Я сделала осторожный глоток и на этот раз подержала чай во рту чуть дольше, прежде чем выплюнуть на подлокотник.
– Теплоту гадости, – сказала я.
– Нет, теплоту чувств, – поправила меня Элизабет. – Это такое покалывание в груди, которое появляется, когда видишь человека, который тебе нравится.
Я никогда не чувствовала такого покалывания.
– Теплоту рвоты, – настаивала я.
– Язык цветов неоспорим, Виктория. – Элизабет отвернулась и надела садовые перчатки. Потом взяла лопату и начала перекапывать землю в том месте, где я повыдергивала кусты, когда искала ложку.
– Что значит «неоспорим»? – спросила я, глотнула мятного отвара и поморщилась. Подождала, пока буча в животе утихнет.
– Это значит, что у каждого цветка может быть только один смысл и одно значение. Как у розмарина, который означает…
– Память, – вспомнила я. – Это Шекспир сказал, хоть я и не знаю, кто это такой.
– Да. – Элизабет взглянула на меня с удивлением. – А водосбор…
– Уныние.
– Падуб?
– Предвидение.
– Лаванда?
– Недоверие.
Элизабет отложила садовые инструменты, сняла перчатки и встала передо мной на колени. Ее взгляд был таким пронзительным, что я стала отклоняться назад и едва не опрокинула шезлонг. Элизабет успела схватить меня за ногу.

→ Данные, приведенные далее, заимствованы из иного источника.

PR #52, opened 2021-07-10
implement DAGStore#GC.

raulk:
Implements the `GC()` method outlined in https://github.com/filecoin-project/dagstore/issues/26.
Closes https://github.com/filecoin-project/dagstore/issues/26.

### DIFF
--- a/dagstore.go
+++ b/dagstore.go
@@ -10,6 +10,7 @@ import (
 	"github.com/filecoin-project/dagstore/index"
 	"github.com/filecoin-project/dagstore/mount"
 	"github.com/filecoin-project/dagstore/shard"
+	"github.com/hashicorp/go-multierror"
 	ds "github.com/ipfs/go-datastore"
 	"github.com/ipfs/go-datastore/namespace"
 	"github.com/ipfs/go-datastore/query"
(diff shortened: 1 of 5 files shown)


dagstore.go
```diff
@@ -331,6 +332,59 @@ func (d *DAGStore) AllShardsInfo() AllShardsInfo {
...
+// available but inactive.
+//
+// It is not strictly atomic for now, as it determines which shards to reclaim
+// first, sends operations to the event loop, and waits for them to execute.
+// In the meantime, there could be state transitions that change reclaimability
+// of shards (some shards deemed reclaimable are no longer so, and vice versa).
+//
+// However, the event loop checks for safety prior to deletion, so it will skip
+// over shards that are no longer safe to delete.
+func (d *DAGStore) GC(ctx context.Context) (map[shard.Key]error, error) {
```
aarshkshah1992, line 345: @raulk Please can we launch a go-routine to do this periodically (configurable period) in the DAG Store ? Otherwise, we'll have to place this burden on all clients.

dagstore.go
```diff
@@ -331,6 +332,59 @@ func (d *DAGStore) AllShardsInfo() AllShardsInfo {
...
+	var (
+		merr    *multierror.Error
+		reclaim []*Shard
+	)
+
+	d.lk.RLock()
+	for _, s := range d.shards {
+		s.lk.RLock()
+		if s.state == ShardStateAvailable || s.state == ShardStateErrored {
+			reclaim = append(reclaim, s)
```
aarshkshah1992, line 355: @raulk Since we have the Shard lock here, why not delete the transient here ? 

Deleting a transient needs the Upgrader lock and it dosen't mutate any Shard state, Why should the deletion of the transient only happen in the event loop if it dosen't lead us to updating the Shard state?

aarshkshah1992: That ay, we can also avoid the event loop having to take the Upgrader lock.

dagstore.go
raulk: I'm not convinced periodic GC is the best approach, although I filed it here: #56. For now, we probably want to keep it manual, but in the future we will want to monitor disk usage of the transients dir and perform GC when it reaches a watermark, not periodically.

dagstore.go
raulk: Because there could be acquire operations queued at this point that still haven't been reflected on the state.

raulk: Note: deleting a transient doesn't mutate the shard state _directly_ in the sense that it doesn't mutate the direct fields of the `Shard` object, but it does mutate the state in a more abstract manner.

aarshkshah1992: @raulk 

While I agree with the conceptual clarity point, please note that there is still a bug here:

- We spin a go-routine to acquire a shard. It fetches the transient .
- A GC runs -> enters the event loop -> deletes the transient as state is still available.
- The initial acquire go-routine completes and we return the broken accessor to the client.

The fix here is to optimistically mark Shard State as `Serving` before we spin up a go-routine to acquire a shard since we also optimistically increment the shard access refcount here.

aarshkshah1992: @raulk 

While I agree with the conceptual clarity point, please note that there is still a bug here:

- We spin a go-routine to acquire a shard. It fetches the transient .
- A GC runs -> enters the event loop -> deletes the transient as state is still available.
- The initial acquire go-routine completes and we return the broken accessor to the client.

The fix here is to optimistically mark Shard State as `Serving` before we spin up a go-routine to acquire a shard since we also optimistically increment the shard access refcount here.

aarshkshah1992: Filed https://github.com/filecoin-project/dagstore/issues/59.

raulk: There's a tiny window, close to impossible, but it's still there:

1. Async fetch finished and updated the transient path in the Upgrader.
2. Async fetch sends `OpShardMakeAvailable` to the event loop.
3. In parallel, GC marked this shard for reclaim.
4. **The `OpShardGC` arrives to the event loop _before_ the `OpShardMakeAvailable`.** Thus the shard hasn't been moved to `OpShardServing` yet, and its transient gets deleted.

The way to solve this is for `OpShardGC` to refuse to delete the transient if there are pending acquirers.

aarshkshah1992: If we are okay acquiring the refcount optimistically, why not mark the shard state as serving ? The shard state will be changed to Available later when the refcount drops to zero.

raulk: We actually do set the shard state to "Serving" optimistically, if it's in "Available" state. If this happens while initializing, and an acquirer comes midway, we park it but we don't update the state to "Serving", because the true main state is "Initializing".

PR #60, opened 2021-07-12
implement shard failure management and recovery

### LINKED ISSUE #33: implement shard failure management and recovery
Shards can fail due for various reasons:

1. mount is inaccessible
2. index failed to populate
3. internal incongruency
4. released with error

When a shard fails, the application must be notified and given the chance to recover.

## Implementation

1. Implement `RecoverShard(ctx context.Context, key shard.Key, out chan ShardResult) error`, which resets the state of the shard, removes its index, and re-registers it from scratch.
2. Accept an `ErrorCh chan ShardError` option in the constructor, which if not-nil will be notified of shard errors.

raulk:
Closes #33.

This implements failure monitoring and recovery. It introduces a new configuration option: `FailureCh` where the DAG Store will notify the application of shard failures. The application can then evaluate the error and decide if it wants to recover the shard.

Recovering the shard is done by calling:

```go
func (d *DAGStore) RecoverShard(ctx context.Context, key shard.Key, out chan ShardResult, _ RecoverOpts) error
```

The supplied channel is used to publish the recovery result back, and the supplied context governs the lifetime of the recovery.

I've turned the dispatch mechanism into a reusable primitive, which we now use to dispatch results AND failures (thus we don't block the event loop).

Unit testing is done by triggering indexing failures. We should probably add another test for fetch failures, but the code paths should be the same.


dagstore.go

– Почему Мередит сказала, что ты необучаема? – спросила она.
– Потому что это правда, – ответила я.
Элизабет взяла меня за подбородок и повернула лицо так, чтобы заглянуть мне в глаза.
– Нет, – просто ответила она. – Мередит предупреждала, что за четыре года в начальной школе ты не научилась читать по слогам. Сказала, что тебя нужно отправить в школу для отсталых, что в обычной ты не продержишься.
Из четырех лет я два года просидела в первом классе и два – во втором. Я не притворялась тупой, меня просто никогда не спрашивали. К концу первого года репутация угрюмой бунтарки закрепилась за мной намертво, и в каждом новом классе я сразу же оказывалась изгоем. Буквам, цифрам и простым математическим задачкам меня учили копии страниц из учебника. Я стала читать, подбирая книжки с картинками, выпавшие из рюкзаков одноклассников, и те, что воровала с книжных полок.
Был один месяц, когда я поверила, что школа может быть другой. В первый день, сидя за маленькой партой в аккуратном ряду таких же парт, я вдруг поняла, что пропасти, разделяющей меня и других детей, не видно невооруженным глазом. Моя первая учительница, мисс Эллис, произносила мое имя мягко, с упором на средний слог, и относилась ко мне, как ко всем. Она посадила меня с девочкой, которая была меньше меня, и ее крошечные ручки касались моих, когда мы шеренгой шли из класса на площадку и обратно. Мисс Эллис считала, что ум нужно подпитывать, и каждый день после большой перемены ставила на каждую парту бумажный стаканчик, на котором лежала сардина. Съев рыбку, мы переворачивали стаканчик и видели на дне букву. Тот, кто мог назвать букву и звук и придумать слово на эту букву, получал вторую рыбку. За первую же неделю я выучила все буквы и звуки и всегда получала вторую сардину.
Но через пять недель Мередит нашла для меня новую семью в другом районе, и каждый раз, когда я вспоминала ту жирную сардину, меня охватывал гнев. Мой гнев опрокидывал парты, резал шторы и крал коробки с завтраками. Меня наказывали, исключали и снова наказывали. К концу первого класса меня списали со счетов как абсолютно неуправляемую; о моем образовании забыли.
Элизабет сжимала мой подбородок, ее глаза требовали ответа.
– Я умею читать, – выдохнула я.
Элизабет по-прежнему смотрела мне в глаза, словно намеревалась вытрясти из меня всю неправду, которую я когда-либо говорила. Я зажмурилась и сидела так, пока она не отпустила меня.